Sunday, December 21, 2014

The Imitation Game







Alan Turing (left) and actor Benedict Cumberbatch






Alan Turing at age 16







THE IMITATION GAME           B                     
Great Britain  USA  (114 mi)  2014  d:  Morton Tyldum            Official site

Sometimes it is the people who no one imagines anything of, who do the things that no one can imagine.

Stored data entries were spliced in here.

PR #6900, opened 2016-08-18
Adds more onboarding options

### LINKED ISSUE #6817: Create a field that can toggle onboarding by campaign.
#### User Story

As an admin, I want the ability to turn off onboarding for specific campaigns. 

Instead of doing a one off for voter registration, we're creating a setting so we can turn off onboarding for future campaigns (like organ donation) if desired.

itsjoekent:
#### What's this PR do?
- Adds a developer override mode. This is because we're constantly clearing local storage & commenting out code when developing so we can refresh our changes.
- Adds a per campaign disable option. This is for vcard and other campaigns in the future which have a more in depth signup process. 

If you enable onboarding dev, does on boarding show up every time?
If you disable ^, then disable onboarding, does onboard show up?
If you enable onboarding, then disable it on a campaign, does it show up?
If you enable it on the campaign, does it show up?

Everything is described above I think
#### Relevant tickets

Fixes #6817 
#### Checklist
- [ ] Tested on staging.

### DIFF
--- a/lib/modules/dosomething/dosomething_campaign/dosomething_campaign.admin.inc
+++ b/lib/modules/dosomething/dosomething_campaign/dosomething_campaign.admin.inc
@@ -323,10 +323,6 @@ function dosomething_campaign_admin_custom_settings_page($node) {
   $third_party_form = drupal_get_form($form_id, $node);
   $output .= render($third_party_form);
 
-  $form_id = 'dosomething_campaign_onboarding_config_form';
-  $onboarding_config_form = drupal_get_form($form_id, $node);
-  $output .= render($onboarding_config_form);
-
   if (module_exists('dosomething_signup')) {
     $signup_data_config_form = drupal_get_form('dosomething_signup_node_signup_data_form', $node);
     $output .= render($signup_data_config_form);
--- a/lib/modules/dosomething/dosomething_campaign/dosomething_campaign.admin.inc
+++ b/lib/modules/dosomething/dosomething_campaign/dosomething_campaign.admin.inc
@@ -89,6 +89,13 @@ function dosomething_campaign_admin_config_form($form, &$form_state) {
     '#default_value' => variable_get('dosomething_campaign_enable_onboarding'),
   );
 
+  $form['campaign']['action_page']['dosomething_campaign_onboarding_developer_mode'] = [
+    '#type' => 'checkbox',
+    '#title' => t('Onboarding developer mode'),
+    '#description' => t('Obviously don\'t enable this on prod'),
+    '#default_value' => variable_get('dosomething_campaign_onboarding_developer_mode'),
+  ];
+
   $form['campaign']['action_page']['dosomething_campaign_onboarding_context_slide'] = [
     '#type' => 'checkbox',
     '#title' => t('Display Context Slide'),
@@ -315,6 +322,10 @@ function dosomething_campaign_admin_custom_settings_page($node) {
   $form_id = 'dosomething_helpers_third_party_variable_form';
   $third_party_form = drupal_get_form($form_id, $node);
   $output .= render($third_party_form);
+
+  $form_id = 'dosomething_campaign_onboarding_config_form';
+  $onboarding_config_form = drupal_get_form($form_id, $node);
+  $output .= render($onboarding_config_form);
 
   if (module_exists('dosomething_signup')) {
     $signup_data_config_form = drupal_get_form('dosomething_signup_node_signup_data_form', $node);
--- a/lib/modules/dosomething/dosomething_helpers/dosomething_helpers.theme.inc
+++ b/lib/modules/dosomething/dosomething_helpers/dosomething_helpers.theme.inc
@@ -305,12 +305,12 @@ function dosomething_helpers_add_js_campaign_and_user_data($vars) {
  * @return void
  */
 function dosomething_helpers_add_js_onboarding($nid) {
-  $global_enable = variable_get('dosomething_campaign_enable_onboarding', FALSE);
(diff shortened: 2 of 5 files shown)


lib/modules/dosomething/dosomething_helpers/dosomething_helpers.theme.inc
```diff
@@ -304,9 +304,13 @@ function dosomething_helpers_add_js_campaign_and_user_data($vars) {
  *
  * @return void
  */
-function dosomething_helpers_add_js_onboarding() {
+function dosomething_helpers_add_js_onboarding($nid) {
+  $globalEnable = variable_get('dosomething_campaign_enable_onboarding', FALSE);
```
angaither: `snake_case` in drooopz 🐘

itsjoekent: table flip

lib/modules/dosomething/dosomething_campaign/dosomething_campaign.admin.inc
```diff
@@ -316,6 +323,10 @@ function dosomething_campaign_admin_custom_settings_page($node) {
   $third_party_form = drupal_get_form($form_id, $node);
   $output .= render($third_party_form);
 
+  $form_id = 'dosomething_campaign_onboarding_config_form';
```
angaither: curious why this is was just added? how did it work before without it?

itsjoekent: old code from the first way I tried doing it, good catch

lib/modules/dosomething/dosomething_helpers/dosomething_helpers.theme.inc
```diff
@@ -304,9 +304,13 @@ function dosomething_helpers_add_js_campaign_and_user_data($vars) {
  *
  * @return void
  */
-function dosomething_helpers_add_js_onboarding() {
+function dosomething_helpers_add_js_onboarding($nid) {
+  $global_enable = variable_get('dosomething_campaign_enable_onboarding', FALSE);
```
weerd: `global_enable` sounds like it could be confusing... can we just call it `onboarding_enabled`. And on that regard, nitpicky, but can we either go with `noun_enabled` or `enable_noun`, where _noun_ is either `developer`, `onboarding`, or `campaign`. Again the latter two just sound better when reading it with an associated `true/false` boolean.

weerd:
So does it have to be something that is per campaign? Couldn't we just have an "Enable Debug Mode" globally, and then in each respective feature we build we check if it is on or not? Otherwise to add more Debug Modes for other features we always need to add a form item for each one. Unless I'm misunderstanding something. 

Ideally it's something we can just toggle on and off for the site and each dev can use at their discretion whether they need it for testing their particular feature or not.

itsjoekent:
@weerd There is 3 options now with this PR

1) Allow admins to turn onboarding on / off for the entire site
2) Allow admins to disable onboarding for a specific campaign (EG: Voter reg)
3) Allow developers to override all of this plus local storage, to make our lives easier when refreshing the page.

I'll rename the variables now!

itsjoekent:
@weerd should be good to go now, everything appears to still work

lib/modules/dosomething/dosomething_helpers/dosomething_helpers.theme.inc
```diff
@@ -304,9 +304,13 @@ function dosomething_helpers_add_js_campaign_and_user_data($vars) {
  *
  * @return void
  */
-function dosomething_helpers_add_js_onboarding() {
+function dosomething_helpers_add_js_onboarding($nid) {
+  $onboarding_enabled = variable_get('dosomething_campaign_enable_onboarding', FALSE);
+  $developer_mode_enabled = variable_get('dosomething_campaign_onboarding_developer_mode', FALSE);
```
weerd, line 309: 💃 reads so lovely 😄

itsjoekent, line 309: 👀 🎢

lib/modules/dosomething/dosomething_helpers/dosomething_helpers.theme.inc
```diff
@@ -315,8 +319,10 @@ function dosomething_helpers_add_js_onboarding() {
     ]);
 
     $onboardingSettings = [
-        'enabled' => true,
-        'slides' => [],
+      'globalEnabled' => $onboarding_enabled,
+      'campaignEnabled' => $campaign_enabled,
+      'developerEnabled' => $developer_mode_enabled,
```
weerd: `developerModeEnabled`

lib/modules/dosomething/dosomething_helpers/dosomething_helpers.theme.inc
```diff
@@ -315,8 +319,10 @@ function dosomething_helpers_add_js_onboarding() {
     ]);
 
     $onboardingSettings = [
-        'enabled' => true,
-        'slides' => [],
+      'globalEnabled' => $onboarding_enabled,
```
weerd: `globallyEnabled`

weerd:
2 naming things. once set 👍

lib/modules/dosomething/dosomething_helpers/dosomething_helpers.theme.inc
itsjoekent: I changed it to onboardingEnabled cause I did it before your comment, I assume thats alright lol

Morton Tyldum is the Norwegian director of Headhunters (Hodejegerne) (2011), a stylish crime thriller running on high octane that treats the audience to a savagely vicious world of unleashed villainy, while here he exposes one of the dark secrets of Great Britain’s past, their ill-advised persecution of the one man that nearly single-handedly invented a machine that decrypted the German messages in World War II and helped the Allies win the war.  While most of us didn’t read about this in our history books, that’s because the information remained classified for the next 50 years.  The subject of the film is the great British mathematician Alan Turing, a brilliantly educated gay man of genius (modestly comparing himself poorly to the academic exploits of Einstein in the film) who devised a number of groundbreaking techniques for breaking German codes.  Winston Churchill said Turing made the single biggest contribution to the Allied victory in the war against Nazi Germany, where historians now believe he may have helped advance the end of the war by two years and in the process save 14 million lives.  Despite his status as a war hero (which was not recognized publicly due to continued government secrecy), Turing was prosecuted for homosexuality in 1952, which remained against the law in Britain until decriminalization in the mid 60’s.  In something out of Kubrick’s A Clockwork Orange (1971), as an alternative to prison, he accepted what amounts to chemical castration by taking female hormone injections, dying two years later at the age of 41 from self-inflicted suicide by cyanide poisoning.  It took until 2009 for Prime Minister Gordon Brown to make an official government apology for “the appalling way he was treated,” while the Queen also granted him a posthumous pardon in 2013.  Based on the Andrew Hodges book, Alan Turing:  The Enigma, which he began writing in 1977, released in 1983, it’s interesting that the book was written by a mathematician, currently a Research Fellow of Wolfson College at Oxford University, where his interest developed from his similar background, but also from his participation in the gay liberation movement of the 1970’s.  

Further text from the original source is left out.